(Data for this exercise)

PR #1485, opened 2024-08-29
Build without sandboxing on Windows

kylewillmon:
With this patch, all sandboxing code is guarded by `#[cfg(unix)]`.

### DIFF
--- a/.github/workflows/test.yml
+++ b/.github/workflows/test.yml
@@ -161,7 +161,7 @@ jobs:
   # This job reports the results of the matrixes above
   test:
     if: always()
-    needs: [clippy, test-matrix, all-features, oldstable]
+    needs: [windows, clippy, test-matrix, all-features, oldstable]
     runs-on: ubuntu-latest
     steps:
       - if: contains(needs.*.result, 'failure') || contains(needs.*.result, 'cancelled')
--- a/.github/workflows/test.yml
+++ b/.github/workflows/test.yml
@@ -13,6 +13,18 @@ on:
     - cron: '30 5 * * 1'
 
 jobs:
+  windows:
+    runs-on: windows-latest
+    steps:
+      - name: Checkout the repo
+        uses: actions/checkout@692973e3d937129bcbf40652eb9f2f61becf3332 # v4.1.7
+
+      - name: Install Rust toolchain
+        run: rustup toolchain install --no-self-update stable --profile minimal
+
+      - name: Test
+        run: cargo +stable test --workspace --exclude xtask --locked --no-default-features
+
   rustfmt:
     if: github.event_name != 'schedule'
     runs-on: ubuntu-20.04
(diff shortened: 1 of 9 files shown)


lockfile_generator/src/lib.rs
```diff
@@ -157,12 +158,12 @@ impl Display for Error {
...
-                    f,
-                    "package manager quit unexpectedly (code: {:?}, signal: {:?})",
-                    output.status.code(),
-                    output.status.signal()
-                )?;
+                write!(f, "package manager quit unexpectedly (code: {:?}", output.status.code())?;
+                #[cfg(unix)]
+                {
+                    write!(f, ", signal: {:?}", output.status.signal())?;
+                }
```
cd-work, line 165: I'd assume the dedicated block here is necessary because of the way the macro is built? Usually a single statement that isn't an assignment can have cfg directly attached I thought.

Also this is likely cleaner by just printing `None` on Windows. I doubt anyone would mind.

cd-work (changes requested):
I like the choice of making this a platform-specific thing rather than a feature, makes it more about not being possible rather than making it sound like sandboxing is a feature you might want to disable in certain scenarios.

I've got one minor nit but I'm fine with it going either way.

maxrake:
I'm still reviewing...but there are [three warnings on the Windows job](https://github.com/phylum-dev/cli/actions/runs/10623062657/job/29448683382?pr=1485#step:4:568). Do those need to be accounted for here? If so, then enabling warnings as errors should also be pursued.

kylewillmon:
> Do those need to be accounted for here?

They're pretty simple to handle, so sure.

> If so, then enabling warnings as errors should also be pursued.

This might just anger people... So I'd rather not do that for now.

lockfile_generator/src/lib.rs
kylewillmon: I've removed the block. I'm not sure how to print `None` on windows with making the code more complicated... So I've left that bit out.

maxrake:
> > If so, then enabling warnings as errors should also be pursued.
> 
> This might just anger people... So I'd rather not do that for now.

Roger that. Maybe case in point...there are [two new warnings now](https://github.com/phylum-dev/cli/actions/runs/10623206777/job/29449162414?pr=1485#step:4:587).

maxrake (approved):
LGTM

.github/workflows/test.yml
```diff
@@ -13,6 +13,18 @@ on:
     - cron: '30 5 * * 1'
 
 jobs:
+  windows:
```
maxrake, line 16: This new job should be added to the test roll-up job at the end of this workflow:

```
  test:
    if: always()
    needs: [clippy, test-matrix, all-features, oldstable, windows]
```

maxrake (changes requested):
One change requested.

cd-work (approved):

maxrake (approved):
LGTM

PR #1486, opened 2024-08-30
Add windows binary to release

kylewillmon:
This patch adds a windows executable to the release artifacts. This build does not include extensions or sandboxing, so I have left it unsigned and will not be recommending it as a first choice for Windows.

### DIFF
--- a/.github/workflows/release.yml
+++ b/.github/workflows/release.yml
@@ -53,6 +53,10 @@ jobs:
             os: macos-14
           - target: aarch64-apple-darwin
             os: macos-14
+          - target: x86_64-pc-windows-msvc
+            os: windows-latest
+            extension: .exe
+            flags: --no-default-features
     runs-on: ${{ matrix.os }}
     steps:
       - name: Checkout the repo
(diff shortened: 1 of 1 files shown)


.github/workflows/release.yml
```diff
@@ -68,20 +72,25 @@ jobs:
...
+      - if: ${{ runner.os == 'Windows' }}
+        name: Install Rust toolchain
+        run: rustup toolchain install stable --profile minimal --target ${{ matrix.target }}
+
+      - if: ${{ runner.os != 'Windows' }}
+        name: Install Rust toolchain
         run: |
           curl https://sh.rustup.rs -sSf \
             | sh -s -- -y --default-toolchain stable --profile minimal --target ${{ matrix.target }}
           echo "$HOME/.cargo/bin" >> "$GITHUB_PATH"
```
mathew-horner, line 84: It looks like the non-Windows command downloads Rustup before invoking it, while the Windows command just invokes it. How does that work?

kylewillmon: The only reason we need to download rustup is because it's not available on our self-hosted runners. All the GitHub runners already have it installed

maxrake:
> This build does not include extensions or sandboxing, so I have left it unsigned and will not be recommending it as a first choice for Windows.

Are there other choices coming for Windows? Or, does this just mean the current suggestion for Windows installation will remain the first choice:

> On Windows, we recommend using the Linux binaries under [WSL](https://learn.microsoft.com/en-us/windows/wsl/)

.github/workflows/release.yml
```diff
@@ -116,12 +125,19 @@ jobs:
...
+          done
 
       - name: Upload release artifacts
         uses: actions/upload-artifact@834a144ee995460fba8ed112a2fc961b36a5ec5a # v4.3.6
         with:
           name: release-archives
-          path: phylum-*.zip
+          path: |
+            phylum-*.zip
+            phylum-*.exe
```
maxrake, line 140: Because of this new name/extension, the Windows artifact won't be included in the release assets. The `Upload release assets` step of the `Release` job will need to be updated if that is the goal.

maxrake (approved):
Approving for now in case time is of the essence, but there is a suquestion that should still be addressed.

maxrake (approved):
LGTM

PR #1352, opened 2026-05-21
Fix imported dma-buf mmap EINVAL error in qemu virtio path

dkotipal-xilinx:
Fixes mmap failure for imported BOs seen in qemu virtio (Failed to mmap dma buf -22).

Root cause:  imported dma-buf mmap was using DRM’s fake vm_pgoff instead of a buffer-relative offset.

Fix:  set vma->vm_pgoff = 0 before dma_buf_mmap() in the imported mmap path.

Scope: imported dma-buf mapping only; non-imported shmem path is unchanged.

Result: imported mmap succeeds, no -EINVAL in this flow.

### DIFF
--- a/src/driver/amdxdna/amdxdna_gem.c
+++ b/src/driver/amdxdna/amdxdna_gem.c
@@ -611,6 +611,7 @@ static int amdxdna_gem_shmem_insert_pages(struct amdxdna_gem_obj *abo,
 
 	vma->vm_private_data = NULL;
 	vma->vm_ops = NULL;
+	vma->vm_pgoff = 0;
 	ret = dma_buf_mmap(abo->dma_buf, vma, 0);
 	if (ret) {
 		XDNA_ERR(xdna, "Failed to mmap dma buf %d", ret);


src/driver/amdxdna/amdxdna_gem.c
```diff
@@ -611,6 +611,7 @@ static int amdxdna_gem_shmem_insert_pages(struct amdxdna_gem_obj *abo,
 
 	vma->vm_private_data = NULL;
 	vma->vm_ops = NULL;
+	vma->vm_pgoff = 0;
```
wendyliang25, line 614: when user calls mmap() it will provide the vm_pgoff.
Could you provide details on "imported dma-buf mmap was using DRM’s fake vm_pgoff instead of a buffer-relative offset" ? 
drm used the offset passed from userspace to look up the gem object, and then calls the gem object mmap() function. 
`ret = dma_buf_mmap(abo->dma_buf, vma, 0);` does the mmap() from offset 0.


thanks

wendyliang25:
Hi @dkotipal-xilinx , recently, there is a change in xdna-driver and vxdna to disable mmap() for user pointer backed bo, could you try with latest kernel module in drivers/accel and latest vxdna? thanks

src/driver/amdxdna/amdxdna_gem.c
dkotipal-xilinx: getting following error
 [ 4988.850732] amdxdna 0000:c5:00.1: [drm] ERROR amdxdna_insert_pages: Failed to mmap dma buf -22
[ 4988.850746] amdxdna 0000:c5:00.1: [drm] ERROR amdxdna_gem_obj_mmap: Failed insert pages, ret -22

wendyliang25: > Failed to mmap dma buf
Hi @dkotipal-xilinx , however, amdxdna_insert_pages() passed `0` as pgoff to `dma_buf_map()`, and `dma_buf_mmap()` doesn't use `vma->vm_pgoff`, instead, it sets `vma->vm_pgoff` to the input `pgoff` which is `0`.

Recently, there is a change to amdxdna_ubuf.c to remove the mmap(). The PR to remove the mmap() from kernel module are merged before the shim RP to remove the need to call mmap() from shim, and the PR to remove mmap() from vxdna.
Have you tried the unchanged xdna-driver main branch for the .ko and the shim, vxdna to see if there is still such an issue?
If issue is still there, could you provide which linux kernel you are using?

dkotipal-xilinx: Hi @wendyliang25 , sure i will verify with latest drivers and update the status accordingly.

(End Data for this exercise)

What is being asked: Where a line of the data contains the string "offset", include it in a count, and state that count alone.

Result of the task: 4